Volume 38.1 Autumn 2007

book review:

Called Home by Paul Miller

Reviewed by Charles Trumbull

Called Home, by paul m. (Winchester, Va.: Red Moon Press, 2006). 92 unnumbered pages; 4 ¼" x 6 ½"; paperback, perfectbound. $12.00 from the publisher at PO Box 2461, Winchester VA 22604.

This second book of haiku by Paul Miller, writing under his haigo paul m., continues —and perhaps completes—the quest he began in his earlier Finding the Way (Press Here, 2002). The quest is for a sense of home, of "rootedness." In the Introduction, Miller informs the reader that although he spent most of his life in California, he has now returned to live in New England, the land of his ancestors, a fact that is clearly of great significance to the poet. The haiku in Called Home are arrayed roughly as a trip of discovery and rediscovery, from west to east.

Even apart from any personal meaning his trip may have had for the poet and the cohesiveness of the book concept, this is an important book of haiku. Miller has been writing haiku for nearly twenty years, and almost from the beginning his has been a strong voice in the development of an American model of haiku. His work continues to be at the cutting edge.

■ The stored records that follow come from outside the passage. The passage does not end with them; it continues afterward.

PR #1333, opened 2021-01-16
Now available on the regular Flathub repo

rany2:
There is no need to enable the beta repo anymore.

Edit: also note that I will no longer update the beta repo because I don't want to build ungoogled twice. So by using the beta repo you'd be using an older chromium


Eloston (approved):
Thanks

A comparison of paul m.’s verses with a more or less standard definition of English-language haiku points up telling differences. In terms of form his haiku are always in three lines but never—or only accidentally — in a 5–7–5–syllable pattern. He tends more toward using a 2–3–2 beat structure, but even this never tyrannizes his haiku. His haiku are about nature, broadly defined, but the nub of each poem is human nature — a distinguishing plus in our view. Miller’s haiku are very lyrical and are usually seasonal, but in a casual way. Traditional haikai use of kigo to evoke a specific seasonal "essence" (as the Japanese do) is absent, as for example in haiku that contain two seasonal markers,

late spring walk
flattened grass
where the ewe was sheared

moving the cow
closer to baby Jesus
yesterday’s snow

The "haiku moment" is very strongly present in Miller’s work, and the key to his technique is adroit selection of two images to bracket that moment. This is an essential element of a good haiku, in our opinion, and Miller’s work is exemplary in this aspect. Miller’s images are not always concrete; he often uses mental constructs, negative ideas, philosophical statements, or speculation as one of his images, as in these haiku:

orderly fields
of an Amish farm
the things I can’t tell her

expanding universe
a vine as thick as my arm
cut at the root

The degree of separation of the images in his haiku is the key to Miller’s great art —and also, very occasionally, his shortcoming. This crucial aspect of the haiku—placement of two images in a way that requires the interpolation of the reader—has been compared to the action of a spark plug: if the points are too close, a short circuit will result (i.e., if the images of a haiku are too close to one another, there is no surprise and the reader responds, "so what") but if the points are too far apart, there will be no spark at all (i.e., the reader’s mind cannot bridge the two images and responds, "huh?"). Miller sets the gap at the maximum. There is a great deal of subjectivity in all this, of course: for example, the poet can write a very personal or Aesopian haiku (one suspects Miller is doing this on occasion) that makes perfect sense to him/her but will fall flat with a reader not in the know. The images in these haiku seem fathomable to me:

last warm days
the discarded skin
of a praying mantis

gone to bed angry
the din
of summer insects

these really push it:

chance of showers
a frayed rope
linking the mules

drifting seed fluff …
the rented horse
knows an hour’s worth

and these have images too distant or are too amorphous for me to find much meaning:

migratory ducks
I have never
kept a diary

lizard sunning itself
this side
of the waterfall

Miller and Red Moon Press have published a masterful book in all respects. Everyone interested in how the envelope of American haiku is expanding needs to read this book carefully—a most pleasurable pursuit.